Data Architecture Audit for OHO Group
Data Architecture Audit for OHO Group
OHO Group set out to modernize their data infrastructure. Agmis was brought in to conduct a data architecture audit - reviewing existing systems, mapping data flows, and identifying opportunities to bring everything into a unified, future-ready foundation.
A Growing Operation Ready for the Next Step
OHO Group operates a large-scale manufacturing environment with data generated across the production floor - from sensor platforms and quality control systems to energy monitoring, access control, and enterprise software. The systems were functional, but many had been deployed over time to solve specific needs, and not all of them provided data in consistent or easily accessible formats.
As the company looked to implement a centralized reporting and analytics infrastructure, the goal was clear: review every existing system and the data it produces, find all opportunities to connect that information into a common pool, and make sure nothing gets missed along the way. The audit was a proactive step - not a response to failure, but a way to ensure the next phase of modernization would go smoothly.
Reviewing the Full Data Landscape
The core systems were already in place. The question was how to bring other parts of the infrastructure into alignment - ensuring each system could contribute its data to a shared, structured environment. Agmis reviewed each component to understand what data it generates, how it's stored, and what it would take to integrate it.
Opportunities Identified Before the Upgrade
The audit surfaced areas where existing systems could be better aligned with the company's modernization goals - giving OHO Group a clear picture of what to address before moving forward.
Unstructured Data Storage
Some systems stored information in flat files with no structured format, which would need to be addressed to enable automated processing and cross-system queries in the new environment.
Isolated Data Sources
Several data sources operated in isolation with no integration path beyond manual exports - areas where establishing direct connections would unlock more complete operational visibility.

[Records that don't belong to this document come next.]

PR #117, opened 2015-03-20
fix: cursor should not jump when toggling remotes

yyyc514:


yyyc514:
Perhaps util.save_cursor_position(view), util.restore_cursor_position(view) helpers?

yyyc514:
Ping.

divmain:
Please see the comment and explanation for 6eda35a.

Issue #83, opened 2015-03-12
Custom commands


sentience:
I frequently want to pull the latest upstream changes to a branch and then re-apply my own unpushed changes. This is done from the command prompt using `git pull --with-rebase`.

I’m able to do this with the SublimeGit package using its support for [custom commands](https://docs.sublimegit.net/customizations.html#customizations-commands).

divmain:
- [ ] take an array of args like `GitCommand#git`
- [ ] support string interpolation for arguments for `{FILE_PATH}` and `{REPO_PATH}`
- [ ] support non-git commands (that nonetheless rely on running in project's root dir)
- [ ] support output to panel or new scratch view
- [ ] accept flag to run as shell command, to support basic sh capabilities

yyyc514:
What is the advantage of an array of args (in this context) vs just a command string?

divmain:
@yyyc514, what comes to mind:

1. Consistency across the app.
2. More explicit arguments without needing to escape spaces and other characters, and having to know how Python, Sublime settings parser, and/or the OS would treat it.
3. Simpler implementation for special keyword interpolation like `REPO_PATH` and `FILE_PATH`.
4. Only a slight hit to UX.

yyyc514:
Why not allow both for simplify and maximum configurability? :-)  Actually I don't think you can stop that... since all you're doing (in the simple case) is simplest case is string concat. :-)  So n/m. :-)

max-mykhailenko:
Will I have ability to run sublime shortcut command (actually another plugin) on every commit view? I have plugin that count coding time in Sublime and I want write it to every commit (https://github.com/max-mykhailenko/memTask)

yyyc514:
Regarding the command class structure I'm thinking:

- ExternalCommand
- GitCommand (ExternalCommand)
- GsSomeRandomViewCommand (GitCommand, RepoPathMixin)
- GsSomeRandomViewCommand (ExternalCommand, CurrentPathMixin)

The thought being you could use ExternalCommand or GitCommand stand-alone (from globals, utils, etc)... and then if you wanted to use them from a view you'd lay in RepoPathMixin or CurrentPathMixin to set the paths properly based on the file you are currently viewing.  Though really GitCommand and ExternalCommand are mixins the way we're using them so perhaps the names should also change to reflect that?

Thoughts?

yyyc514:
Here is what I've written and started using until we have something better built-in:

https://github.com/yyyc514/Tint

[...]

PR #118, opened 2015-03-21
Add the command `git: gui`.

zlsun:


divmain:
Output on my machine:
```
> git gui
git: 'gui' is not a git command. See 'git --help'.

Did you mean one of these?
	pud
	pum
```

What version was the first to ship `git gui`?  Also, this seems to be a good use case for #83.  That's coming up soon in my queue - do you think that would suffice @zlsun?

zlsun:
@divmain , sorry for my carelessness, Git Gui is a build-in tool on Windows but not Linux/OSX.
Custom commands looks like a good solution. I will wait for it.

divmain:
No worries @zlsun!

asfaltboy:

A Clear Foundation for Moving Forward
Complete Data Source Map
A comprehensive visualization of every system and its connections - showing what generates data, where it flows, and where it stops.
Architecture Vision
A recommended approach for centralizing data via API-driven integration, providing a target state architecture for the modernization effort.
Prioritized Risk & Gap Register
A ranked list of areas requiring attention before the upgrade - ensuring resources are directed where they matter most.
Next Steps
Infrastructure Updates
Where existing systems no longer meet requirements for data format, speed, or integration capability, the audit identified specific components to update - ensuring the new centralized environment receives clean, reliable data from every source.
Centralized Data Pipeline
Implement an API-first data pipeline strategy to bring all systems into a shared data pool - replacing manual exports with automated, structured data flows that support real-time reporting and analytics.
The Map Before the Journey
Modernization goes smoothly when there's a clear understanding of what's already in place. Companies that review their data landscape before upgrading avoid the costly rework that comes from discovering gaps mid-implementation.
Smooth Transition
A pre-upgrade audit ensures every system is accounted for, every data flow is mapped, and the modernization plan reflects reality - not assumptions.
Modernize With Confidence
Every upgrade decision is backed by a complete understanding of the current data landscape and its interdependencies.
Future-Ready Foundation
A unified data architecture sets the stage for automation, real-time analytics, and continued optimization as the business grows.